Thursday, June 17, 2010


In 1978, James Lovelock, an independent British inventor of scientific equipment, proposed that the Earth was a unified living system, which he called Gaia. The Earth did not just have organisms living upon it, but could be thought of as an organism in its own right. It had physiological processes that regulated its internal conditions, just as an organism does. One of the first biologists to join him in this viewpoint was Lynn Margulis, who was famous for having figured out that complex cells evolved from the merger of simpler cells. Simple cells merged together to form complex cells, and complex organisms form complex ecosystems, which form the entire Earth. It is not just cells that are alive, but life exists on all these different levels.
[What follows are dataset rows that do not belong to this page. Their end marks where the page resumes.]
PR #62, opened 2021-07-29
Collect and enrich commits and projects from gitlab

joncodo:
## Why: 

We need to collect all github issues and projects so we can create metrics in grafana for this data

## What:

Commits are stored in psql with stats of added lines etc.
Projects are stored based on project details API request from gitlab

## How:

1. Fetch from the gitlab API
2. Save in mongo
3. Enrich by fetching from mongo
4. format for PSQL
5. Save in PSQL

Screen Shot 2021-07-29 at 11 43 28 AM


joncodo:
@UltimateBeaver feel free to review this after the fact and I will make a new PR to fix the comments you make here

PR #68, opened 2021-07-29
Run docker from npm

oddscenes:
use `npm run docker` to startup docker, and force rebuilding/no cache


joncodo:
You need to update the docs bud....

Some animals (the homeotherms, such as humans) can regulate body temperature. Some scientists, following the lead of Lovelock and Margulis, claim that the Earth can do this also. Five billion years ago, the Sun produced less light, but the Earth was even warmer than it is today because there was a lot of carbon dioxide in the air, causing a greenhouse effect. As the Sun grew brighter, green cells in the oceans of the Earth removed carbon dioxide from the air (through photosynthesis), reducing the greenhouse effect, and keeping Earth’s temperature about the same as (even a little bit cooler than) it was before. This is one example of Earth having a type of homeostasis, or physiological regulation. Some scientists even use the term geophysiology for such processes. (Photosynthesis cannot rescue us from the greenhouse effect now occurring, simply because it is occurring too fast.)
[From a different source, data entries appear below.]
PR #77, opened 2021-07-30
feat: update LeadTime calculation according to standard

klesh:
1. Lead-time calculation
   According to @Yi.Zheng, Lead time is the days between creation and
   resolution, simple subtraction, no other factor. The resolution date
   can be obtained from jira_issue.fields.resolutiondate according to
   @Jax. so, we don't need changelog at this point, deleting it can
   simplify our codebase and lessen performance concern.
2. Collect JIRA data by `boardId`
   In reality, a JIRA Project can be a Product(EE) or Team(EE Backend),
   and a JIRA board can covers issues among single or multiple projects,
   collecting issues by boardId can help dealing with these situations.
3. Collect JIRA data page by page to lower down memory usage footprint
   User may run our product on some huge JIRA database, load all records
   in memory before flushing them to database could cause OOM
4. Collecting/Enriching changed data only
   By filtering out unneeded data we could reduce subsequent collection
   time drastically, by fetching the max updated time from local db and
   send it to JIRA through jql we can gain much faster collection time
   in future collection. Same technique applied to enricher by
   maintaining a `enriched` timestamp, whenever issue got
   enriched, the timestamp got synchronized to `fields.updated`, so we
   can filter out records that don't need to be re-enriched.
5. Refactor pagination fetching to fetcher as a common function
   `fetcher.fetch` should be responsible for retrying logic due to it
   was designed for a specific request. Pagination for JIRA APIs are
   uniform, a shared function for pages iteration could be used for
   different APIs.


db/migrations/20210729104517-issue-id-uniq.js
```diff
@@ -0,0 +1,16 @@
+'use strict';
+
+module.exports = {
+  up: async (queryInterface, Sequelize) => {
+    // This would fail if your table has duplicated id, which doesn't suppose to happen
+    await queryInterface.addConstraint('jira_issues', {
```
UltimateBeaver, line 6: Jira issue id's uniqueness is already guaranteed by the primary key constraint. We don't need another unique constraint.

src/plugins/jira-pond/src/collector/changelogs.js
```diff
@@ -1,71 +0,0 @@
-const {
```
UltimateBeaver, line 1: Could you please explain that we no longer need changelog data for now because we can get the `resolution_date` directly from issue data, and that we'll compute lead time as `resolution_date` - `creation_date`?

UltimateBeaver: And by removing changelog, we have one less performance concern for the MVP.

src/plugins/jira-pond/src/collector/issues.js
```diff
@@ -1,70 +1,34 @@
...
-          upsert: true
-        }))
-      })
-
-      await Promise.all(promises)
-    } catch (error) {
-      console.error(error)
+  async collectByBoardId(db, boardId, forceAll) {
+    const issuesCollection = await findOrCreateCollection(db, collectionName)
+    const latestUpdated = await issuesCollection.find().sort({ 'fields.updated': -1 }).limit(1).next()
```
UltimateBeaver, line 19: Could you please add to the PR description that it implements incremental update for Jira issues by leveraging `fields.updated`?

src/plugins/jira-pond/src/enricher/index.js
```diff
@@ -1,87 +1,61 @@
...
+          title: issue.fields.summary,
+          projectId: issue.fields.project.id,
+          leadTime: null
+        }
+        // by standard, leadtime = days of (resolutiondate - creationdate)
+        if (issue.fields.resolutiondate) {
+          enriched.leadTime = dayjs.duration(dayjs(issue.fields.resolutiondate) - dayjs(issue.fields.created)).days()
         }
+        try {
+          await JiraIssue.create(enriched)
```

This does not mean that the Earth has intelligence. All it needs is negative feedback processes. If the atmosphere has too much carbon dioxide, plant cells will remove it, and if it does not have enough carbon dioxide, decomposition will produce it. No intelligence required. Of course, intelligence is not needed for most processes within animal or plant physiology. Trees losing their leaves in autumn is a physiological process involving the length of the night and a pigment called phytochrome and a shift in hormone production, all of it accomplished without brains.

The Gaia viewpoint continues to reside on the fringes of scientific thought, often because scientists take it too literally. Some dismiss it because they think Lovelock and Margulis literally believe the Earth to be a goddess, when in reality they use Gaia as a metaphor. But every year more scientists accept some version of the Gaia concept, once they realize that it is a system of negative feedback processes rather than a goddess. It may have been unfortunate for Lovelock to have chosen the name Gaia; then again, who would have noticed the concept if he had written about the Earth as an integrated set of negative feedback processes?

So, if I were a scientist with a reputation for big-time highly-funded research, I might hesitate to use the word Gaia in public. But since I am a science educator and writer (and I do research also, on the cheap) who wants to get people to grasp the major concepts of the way the world works, I decided to go ahead and throw my hat in the ring with the Gaia theorists. Once my book Life of Earth: Portrait of a Beautiful, Middle-Aged, Stressed-Out World comes out later in 2010, there will be no turning back. I had to write the book in a hurry, without sitting around and wondering about my reputation. Too late now; the book is in production. But I don’t think I am going to regret my decision.

A version of this essay has also appeared on my website.